THE RECORDS:
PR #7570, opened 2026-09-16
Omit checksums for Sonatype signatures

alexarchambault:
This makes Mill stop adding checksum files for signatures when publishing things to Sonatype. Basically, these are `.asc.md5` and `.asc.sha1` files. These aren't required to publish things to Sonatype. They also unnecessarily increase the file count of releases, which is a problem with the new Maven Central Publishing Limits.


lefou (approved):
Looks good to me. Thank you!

EXERCISE INSTRUCTIONS: Restate every line of the data word for word.

RESPONSE AREA:
PR #7570, opened 2026-09-16
Omit checksums for Sonatype signatures

alexarchambault:
This makes Mill stop adding checksum files for signatures when publishing things to Sonatype. Basically, these are `.asc.md5` and `.asc.sha1` files. These aren't required to publish things to Sonatype. They also unnecessarily increase the file count of releases, which is a problem with the new Maven Central Publishing Limits.


lefou (approved):
Looks good to me. Thank you!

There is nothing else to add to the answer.